Primer sequence and accession number, forward sequence (top) and reverse sequence (bottom) employed in RT-PCR assays for the assessment of myelin-related gene targets.
Gene Target | Accession Number | Primer Sequence |
---|---|---|
Mitochondrial ribosomal protein L13 (MRPL13) | NM_17330.2 | 5′-ATGAACACCAACCCGTCTCG-3′ 5′-CCACCATCCGCTTTTTCTTGTC-3′ |
18s Ribosomal RNA subunit (18S rRNA) | NR_046237.1 | 5′-GTTCCGACCATAAACGATGC-3′ 5′-CGCTCCACCAACTAAGAACG-3′ |
Oligodendrocyte transcription factor 1 (OLIG1) | NM_021770.4 | 5′-ATTGCCTCCCCACCATAAGC-3′ 5′-GATGCTCGCGGGTACAAAAC-3′ |
Oligodendrocyte transcription factor 2 (OLIG2) | NM_001100557.1 | 5′-AGCCAGGTTCTCTTTCGCAG-3′ 5′-CCGGAGACGATCTAGGCTTTC-3′ |
Myelin basic protein (MBP) | NM_001025291.1 | 5′-GGCATCACAGAAGAGACCCTC-3′ 5′-GTCAAGGATGCCCGTGTCT-3′ |
Myelin-associated glycoprotein (MAG) | NM_017190.4 | 5′-CCAGACCATCCAACCTTCTGTAT-3′ 5′-GTCTCCTGATTCCGCTCCAA-3′ |
Myelin oligodendrocyte protein (MOG) | NM_022668.2 | 5′-CGCCGTGGAGTTGAAAGTAGA-3′ 5′-AGTGAGGATCAAAAGTCCGATGG-3′ |
2.5. Statistical Analysis
2.5.1. Experiment 1
Statistical analyses were performed in SPSS (IBM SPSS Statistics Version 22). An analysis of variance (ANOVA) was used to determine whether the thiamine status altered the BECs.

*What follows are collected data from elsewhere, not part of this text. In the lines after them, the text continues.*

PR #223, opened 2022-05-06
OCPBUGS-5744: dockercfg: use tokenrequest instead of SA secrets

stlaz:
this PR makes use of the TokenRequest API to get a token for the dockercfg SA secret rather than creating a secret and polluting etcd for that very same purpose,


stlaz:
if the secrets are actually being mounted this will not work because the tokens inside the secret need to be rotated

s-urbaniak:
> Possible issue: we need to rotate the token inside the secret, is the change in the secret propagated in the pod?

generally, yes: https://kubernetes.io/docs/concepts/configuration/secret/#mounted-secrets-are-updated-automatically. But the pod is responsible for re-reading the value, either using a time based approach or by fsnotify.

pkg/serviceaccounts/controllers/create_dockercfg_secrets.go
```diff
@@ -63,14 +65,22 @@ type DockercfgControllerOptions struct {
 	// This is normally signaled from the DockerRegistryServiceController which watches for updates to the internal
 	// container image registry service.
 	DockerURLsInitialized chan struct{}
+
```
mfojtik, line 68: please add godoc, explain this field, so future you will be happy :-)

pkg/serviceaccounts/controllers/create_dockercfg_secrets.go
```diff
@@ -421,107 +462,95 @@ func (e *DockercfgController) createTokenSecret(serviceAccount *v1.ServiceAccoun
...
-	return token, len(token.Data[v1.ServiceAccountTokenKey]) > 0, nil
-}
 
-// createDockerPullSecret creates a dockercfg secret based on the token secret
-func (e *DockercfgController) createDockerPullSecret(serviceAccount *v1.ServiceAccount) (*v1.Secret, bool, error) {
-	tokenSecret, isPopulated, err := e.createTokenSecret(serviceAccount)
+	currentSecret, err = e.client.CoreV1().Secrets(serviceAccount.Namespace).Get(context.TODO(), dockercfgSecret.Name, metav1.GetOptions{})
 	if err != nil {
-		return nil, false, err
+		return nil, false, fmt.Errorf("failed to retrieve the dockercfg secret that wasa supposed to be already created: %w", err)
```
mfojtik, line 522: typo (`was`)

stlaz:
/retest
should be showing better test pass rate as creating tokens should now (master is kube 1.24) be allowed

pkg/serviceaccounts/controllers/deleted_token_secrets.go
```diff
@@ -1,101 +0,0 @@
...
-
-// DockercfgTokenDeletedControllerOptions contains options for the DockercfgTokenDeletedController
-type DockercfgTokenDeletedControllerOptions struct {
-	// Resync is the time.Duration at which to fully re-list secrets.
-	// If zero, re-list will be delayed as long as possible
-	Resync time.Duration
-}
-
-// NewDockercfgTokenDeletedController returns a new *DockercfgTokenDeletedController.
-func NewDockercfgTokenDeletedController(secrets informers.SecretInformer, cl kclientset.Interface, options DockercfgTokenDeletedControllerOptions) *DockercfgTokenDeletedController {
```
deads2k, line 27: Without this controller, what deletes the token secrets when the dockercfg secret is deleted later on?

pkg/serviceaccounts/controllers/docker_registry_service.go
```diff
@@ -138,7 +138,7 @@ type DockerRegistryServiceController struct {
 }
 
 // Runs controller loops and returns immediately
-func (e *DockerRegistryServiceController) Run(workers int, stopCh <-chan struct{}) {
+func (e *DockerRegistryServiceController) Run(ctx context.Context, workers int) {
```
deads2k, line 141: pull stuff like this which are maintenance refactors without intent changes into a separate PR for easier review and merge

pkg/serviceaccounts/controllers/create_dockercfg_secrets.go
```diff
@@ -40,9 +42,11 @@ const (
 	// attached to all token secrets this controller create
 	CreateDockercfgSecretsController = "openshift.io/create-dockercfg-secrets"
 
-	// PendingTokenAnnotation contains the name of the token secret that is waiting for the
+	DockercfgExpirationAnnotationKey = "openshift.io/dockercfg-token-expiry"
+
+	// PendingTokenAnnotation contains the name of the dockercfg secret that is waiting for the
 	// token data population
-	PendingTokenAnnotation = "openshift.io/create-dockercfg-secrets.pending-token"
+	PendingTokenAnnotation = "openshift.io/create-dockercfg-secrets.pending-secret"
```
deads2k, line 49: a change here looks suspicious.  I would expect a new constant instead.

pkg/serviceaccounts/controllers/create_dockercfg_secrets.go
```diff
@@ -394,199 +442,192 @@ func (e *DockercfgController) syncServiceAccount(key string) error {
...
+	// If this service account has no record of a pending token name, record one
+	if len(pendingTokenName) == 0 {
+		pendingTokenName = secret.Strategy.GenerateName(getDockercfgSecretNamePrefix(serviceAccount.Name))
+		if serviceAccount.Annotations == nil {
+			serviceAccount.Annotations = map[string]string{}
 		}
-		if !exists {
-			continue
+		serviceAccount.Annotations[PendingTokenAnnotation] = pendingTokenName
+		updatedServiceAccount, err := e.client.CoreV1().ServiceAccounts(serviceAccount.Namespace).Update(ctx, serviceAccount, metav1.UpdateOptions{})
```
deads2k, line 550: I recommend using the apply client for this.  You can do it as a separate step, but it will reduce conflicts.

pkg/serviceaccounts/controllers/create_dockercfg_secrets.go
```diff
@@ -394,199 +442,192 @@ func (e *DockercfgController) syncServiceAccount(key string) error {
...
+
+		blockDeletion := false
+		ownerRef := metav1.NewControllerRef(serviceAccount, v1.SchemeGroupVersion.WithKind("ServiceAccount"))
+		ownerRef.BlockOwnerDeletion = &blockDeletion
+		dockercfgSecret.SetOwnerReferences([]metav1.OwnerReference{*ownerRef})
+
+		klog.V(4).Infof("Creating dockercfg secret %q for service account %s/%s", dockercfgSecret.Name, serviceAccount.Namespace, serviceAccount.Name)
+
+		// Save the secret
+		_, err = e.client.CoreV1().Secrets(serviceAccount.Namespace).Create(ctx, dockercfgSecret, metav1.CreateOptions{})
```
deads2k, line 598: why create before getting the content?  With the tokenrequest API, the call to get the content is synchronous and it would simplify some of the waiting logic, right?

pkg/serviceaccounts/controllers/create_dockercfg_secrets.go
```diff
@@ -129,114 +139,93 @@ type DockercfgController struct {
...
+func runner(syncFunc func(ctx context.Context) bool) func(ctx context.Context) {
+	return func(ctx context.Context) {
+		for syncFunc(ctx) {
+		}
 	}
-	<-stopCh
 }
 
-func (c *DockercfgController) waitForDockerURLs(ready chan<- struct{}, stopCh <-chan struct{}) {
+func (c *DockercfgController) waitForDockerURLs(ctx context.Context, ready chan<- struct{}) {
```
deads2k, line 222: separate from this PR (before or after), I wonder if these are still logically configurable.  They used to be cyclical with the rest of the controller-manager so I built this logic, but I wonder if on openshift these are now practically fixed in a way that the names can be predicted during installation and reacted to if they ever change to avoid the interlock and self-discovery logic.

Just imagining future you trying to maintain this area of code.

pkg/serviceaccounts/controllers/create_dockercfg_secrets.go
```diff
@@ -394,199 +442,192 @@ func (e *DockercfgController) syncServiceAccount(key string) error {
...
-	for _, secretRef := range serviceAccount.Secrets {
-		secret, exists, err := e.secretCache.GetByKey(fmt.Sprintf("%s/%s", secretRef.Namespace, secretRef.Name))
-		if err != nil {
-			return err
+// createDockerPullSecret creates a dockercfg secret based on the token secret
+func (e *DockercfgController) createDockerPullSecret(ctx context.Context, serviceAccount *v1.ServiceAccount) (*v1.Secret, bool, error) {
+	pendingTokenName := serviceAccount.Annotations[PendingTokenAnnotation]
+
+	// If this service account has no record of a pending token name, record one
+	if len(pendingTokenName) == 0 {
```
deads2k, line 544: If you can build a valid dockerconfig secret synchronously, you'd be able to first build the secret and second directly update the serviceaccount with the pull secret and never need the intermediate annotation, right?

deads2k:
Just so I'm clear, this is about how we handle new dockercfg secrets, but how do we migrate existing ones and how do existing ones delete the old token secret and use a new tokenrequest based token instead?

pkg/serviceaccounts/controllers/create_dockercfg_secrets.go
soltysh: I was considering patch when looking through the code, this helped with with other controllers in the past.

stlaz:
/remove-lifecycle stale
I might be able to get to this soon-ish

To examine the initial treatment effects in myelin-related gene expression for all experimental conditions (PF, CET, CET-PTD, PTD), a one-way ANOVA was conducted at T0 (one month into treatment). Following a significant main effect, post hoc contrasts were used to compare the each group to PF control. A significance value of p≤0.02 was used to address type 1 error arising from multiple contrasts. A one-way repeated measure ANOVA was utilized to examine differences in myelin-related gene expression across the brain structures (the frontal cortex, the parietal cortex, and the cerebellum). This analysis examined how the gene expression levels were altered with regard to the brain regions. Following a significant main effect, post hoc contrasts were used to target a specific alteration in the myelin genes as a function of treatment conditions. A significance value of p≤0.02 was used to address type 1 error arising from multiple contrasts.
2.5.2. Experiment 2
A repeated measure ANOVA was used to assess the BECs at months 1, 3, and 6 for all groups receiving EtOH (CET, CETT, CET-PTD). One-way ANOVAs were used to analyze target gene expression across PF groups (T1, T2, T3); if there was no significant difference between PF1, PF2, and PF3, a single ultimate control group was used (PF). Two analyses were conducted with specific objectives: the first analysis was done to examine the effect of the treatment across each time point and the effect of the recovery time in each experimental condition. Differences in myelin-related gene expression as a function of the experimental condition (PF, CET, CET+T, CET-PTD, PTD-EAS, PTD-MAS) were analyzed with a one-way ANOVA at each time point (T1–T3). The second analysis was done to examine the changes in myelin-related gene expression across time points in each experimental condition. Post hoc contrasts were used to compare each time point. All values were expressed as a mean percent expression ± standard error. A significance value of p≤0.02 was used to address type 1 error arising from multiple contrasts.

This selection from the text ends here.